Gastrointestinal Research Group, University of Calgary, Calgary, Alberta, Canada T2N 4N1.
Am J Physiol Gastrointest Liver Physiol. 2010 Jul;299(1):G43-53. doi: 10.1152/ajpgi.00228.2009. Epub 2010 Mar 18.
Intestinal mucosal integrity is dependent on epithelial function and a regulated immune response to injury. Fucosyltransferase VII (Fuc-TVII) is an essential enzyme required for the expression of the functional ligand for E- and P-selectin. Trefoil factor 3 (TFF3) is involved in both protecting the intestinal epithelium against injury as well as aiding in wound repair following injury. The aim of the present study was to assess the interplay between barrier function and leukocyte recruitment in intestinal inflammation. More specifically, we aimed to examine how targeted disruption of Fuc-TVII either in wild-type or TFF3(-/-) mice would alter their susceptibility to colonic injury. TFF3 and Fuc-TVII double-knockout mice (TFF3/Fuc-TVII(-/-) mice) were generated by mating TFF3(-/-) and Fuc-TVII(-/-) mice. Colitis was induced by administration of dextran sodium sulfate (DSS) (2.5% wt/vol) in the drinking water. Changes in baseline body weight, diarrhea, and fecal blood were assessed daily. Upon euthanasia, extents of colonic inflammation were assessed macroscopically, microscopically, and through quantification of myeloperoxidase (MPO) activity. Colonic lymphocyte subpopulations were assessed at 6 days after administration of DSS by flow cytometry and immunohistochemistry. No baseline intestinal inflammation was found in TFF3/Fuc-TVII(-/-), TFF3(-/-), Fuc-TVII(-/-), or wild-type mice. Loss of Fuc-TVII resulted in a reduction in disease severity whereas TFF3(-/-) mice were markedly more susceptible to DSS-induced colitis. Remarkably, the loss of Fuc-TVII in TFF3(-/-) mice markedly decreased the severity of DSS-induced colitis as evidenced by reduced weight loss, diarrhea, decreased colonic MPO levels and improved survival. Furthermore, the loss of TFF3 resulted in increased severity of spontaneous colitis in IL-2/beta-microglobulin-deficient mice.
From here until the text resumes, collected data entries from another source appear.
PR #2337, opened 2026-06-02
fix(gemini): guard handle_gemini_json against empty or missing messages

### LINKED ISSUE #2335: fix: handle_gemini_json crashes with empty or absent messages list

Oxygen56:
## Summary

`handle_gemini_json` in `instructor/v2/providers/gemini/utils.py` crashed with `KeyError`/`IndexError` when `messages` was missing from kwargs or was an empty list.

## Root cause

The condition `if new_kwargs["messages"][0]["role"] != "system"` assumed messages is a non-empty list without any guard.

## Fix

Replace the unguarded access with defensive `.get()` and `.setdefault()` calls:

```python
messages = new_kwargs.get("messages") or []
if not messages or messages[0].get("role") != "system":
    new_kwargs.setdefault("messages", []).insert(0, {"role": "system", "content": message})
```

## Test

Added `test_handle_gemini_json_guards_empty_or_missing_messages` covering both the missing-key and empty-list cases.

Closes #2335

### DIFF
--- a/instructor/v2/providers/gemini/utils.py
+++ b/instructor/v2/providers/gemini/utils.py
@@ -474,8 +474,9 @@ def handle_gemini_json(
         """
     )
 
-    if new_kwargs["messages"][0]["role"] != "system":
-        new_kwargs["messages"].insert(0, {"role": "system", "content": message})
+    messages = new_kwargs.get("messages") or []
+    if not messages or messages[0].get("role") != "system":
+        new_kwargs.setdefault("messages", []).insert(0, {"role": "system", "content": message})
     else:
         new_kwargs["messages"][0]["content"] += f"\n\n{message}"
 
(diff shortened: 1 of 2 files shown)


jxnl:
Thanks for the focused fix. We are consolidating this small bug-fix cluster into a maintainer PR that covers multiple duplicate reports for the next minor release, so I am closing this PR rather than merging individual one-line PRs. The Gemini empty/missing `messages` case will be covered there.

These studies highlight the importance of the interplay between factors involved in the innate immune response, mucosal barrier function, and genes involved in regulating leukocyte recruitment and other aspects of the immune response.
肠黏膜完整性依赖于上皮功能和对损伤的调节免疫反应。岩藻糖基转移酶 VII(Fuc-TVII)是表达 E-和 P-选择素功能配体所必需的酶。三叶因子 3(TFF3)参与保护肠上皮免受损伤以及损伤后促进伤口修复。本研究旨在评估肠内炎症中屏障功能和白细胞募集之间的相互作用。更具体地说,我们旨在研究靶向敲除 Fuc-TVII 对野生型或 TFF3(-/-)小鼠易感性的影响。TFF3 和 Fuc-TVII 双敲除小鼠(TFF3/Fuc-TVII(-/-)小鼠)通过交配 TFF3(-/-)和 Fuc-TVII(-/-)小鼠产生。通过在饮用水中给予葡聚糖硫酸钠(DSS)(2.5%wt/vol)诱导结肠炎。每天评估基线体重、腹泻和粪便血的变化。安乐死后,通过宏观、微观和髓过氧化物酶(MPO)活性定量评估结肠炎症程度。在给予 DSS 后 6 天,通过流式细胞术和免疫组织化学评估结肠淋巴细胞亚群。TFF3/Fuc-TVII(-/-)、TFF3(-/-)、Fuc-TVII(-/-)或野生型小鼠无基线肠道炎症。Fuc-TVII 的缺失导致疾病严重程度降低,而 TFF3(-/-)小鼠对 DSS 诱导的结肠炎明显更敏感。值得注意的是,Fuc-TVII 的缺失在 TFF3(-/-)小鼠中显著降低了 DSS 诱导的结肠炎的严重程度,表现为体重减轻减少、腹泻减少、结肠 MPO 水平降低和存活率提高。此外,TFF3 的缺失导致 IL-2/beta-微球蛋白缺陷小鼠自发性结肠炎的严重程度增加。这些研究强调了参与固有免疫反应、黏膜屏障功能以及调节白细胞募集和免疫反应其他方面的基因之间相互作用的重要性。